§ TASK DETAILS:
Each line of the listing is to be retyped exactly as given.

§ PROVIDED DATA:
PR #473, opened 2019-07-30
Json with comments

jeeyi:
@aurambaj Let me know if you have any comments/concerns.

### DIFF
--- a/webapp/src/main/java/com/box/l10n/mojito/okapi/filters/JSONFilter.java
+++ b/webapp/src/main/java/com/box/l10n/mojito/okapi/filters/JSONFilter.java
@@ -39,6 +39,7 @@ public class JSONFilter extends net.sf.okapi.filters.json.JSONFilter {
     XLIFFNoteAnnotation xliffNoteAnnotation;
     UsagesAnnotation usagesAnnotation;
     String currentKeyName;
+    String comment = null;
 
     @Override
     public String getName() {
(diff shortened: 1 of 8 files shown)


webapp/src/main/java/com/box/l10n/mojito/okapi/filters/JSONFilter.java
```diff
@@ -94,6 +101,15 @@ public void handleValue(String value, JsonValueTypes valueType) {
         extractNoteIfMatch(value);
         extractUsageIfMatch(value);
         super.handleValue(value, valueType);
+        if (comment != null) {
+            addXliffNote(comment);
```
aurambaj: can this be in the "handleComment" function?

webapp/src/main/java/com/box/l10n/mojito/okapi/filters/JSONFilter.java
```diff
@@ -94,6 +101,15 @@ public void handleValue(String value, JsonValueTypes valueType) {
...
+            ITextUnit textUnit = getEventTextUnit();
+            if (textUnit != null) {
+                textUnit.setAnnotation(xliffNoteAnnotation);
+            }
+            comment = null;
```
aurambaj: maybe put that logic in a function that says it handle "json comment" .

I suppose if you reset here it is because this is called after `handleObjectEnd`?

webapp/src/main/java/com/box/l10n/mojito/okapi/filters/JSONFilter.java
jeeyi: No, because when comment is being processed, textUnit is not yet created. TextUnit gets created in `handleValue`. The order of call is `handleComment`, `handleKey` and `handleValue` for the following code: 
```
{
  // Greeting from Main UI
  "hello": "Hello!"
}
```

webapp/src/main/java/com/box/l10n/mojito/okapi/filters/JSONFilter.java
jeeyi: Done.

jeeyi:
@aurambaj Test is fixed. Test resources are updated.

§ EXERCISE ANSWER:
PR #473, opened 2019-07-30
Json with comments

jeeyi:
@aurambaj Let me know if you have any comments/concerns.

### DIFF
--- a/webapp/src/main/java/com/box/l10n/mojito/okapi/filters/JSONFilter.java
+++ b/webapp/src/main/java/com/box/l10n/mojito/okapi/filters/JSONFilter.java
@@ -39,6 +39,7 @@ public class JSONFilter extends net.sf.okapi.filters.json.JSONFilter {
     XLIFFNoteAnnotation xliffNoteAnnotation;
     UsagesAnnotation usagesAnnotation;
     String currentKeyName;
+    String comment = null;
 
     @Override
     public String getName() {
(diff shortened: 1 of 8 files shown)


webapp/src/main/java/com/box/l10n/mojito/okapi/filters/JSONFilter.java
```diff
@@ -94,6 +101,15 @@ public void handleValue(String value, JsonValueTypes valueType) {
         extractNoteIfMatch(value);
         extractUsageIfMatch(value);
         super.handleValue(value, valueType);
+        if (comment != null) {
+            addXliffNote(comment);
```
aurambaj: can this be in the "handleComment" function?

webapp/src/main/java/com/box/l10n/mojito/okapi/filters/JSONFilter.java
```diff
@@ -94,6 +101,15 @@ public void handleValue(String value, JsonValueTypes valueType) {
...
+            ITextUnit textUnit = getEventTextUnit();
+            if (textUnit != null) {
+                textUnit.setAnnotation(xliffNoteAnnotation);
+            }
+            comment = null;
```
aurambaj: maybe put that logic in a function that says it handle "json comment" .

I suppose if you reset here it is because this is called after `handleObjectEnd`?

webapp/src/main/java/com/box/l10n/mojito/okapi/filters/JSONFilter.java
jeeyi: No, because when comment is being processed, textUnit is not yet created. TextUnit gets created in `handleValue`. The order of call is `handleComment`, `handleKey` and `handleValue` for the following code: 
```
{
  // Greeting from Main UI
  "hello": "Hello!"
}
```

webapp/src/main/java/com/box/l10n/mojito/okapi/filters/JSONFilter.java
jeeyi: Done.

jeeyi:
@aurambaj Test is fixed. Test resources are updated.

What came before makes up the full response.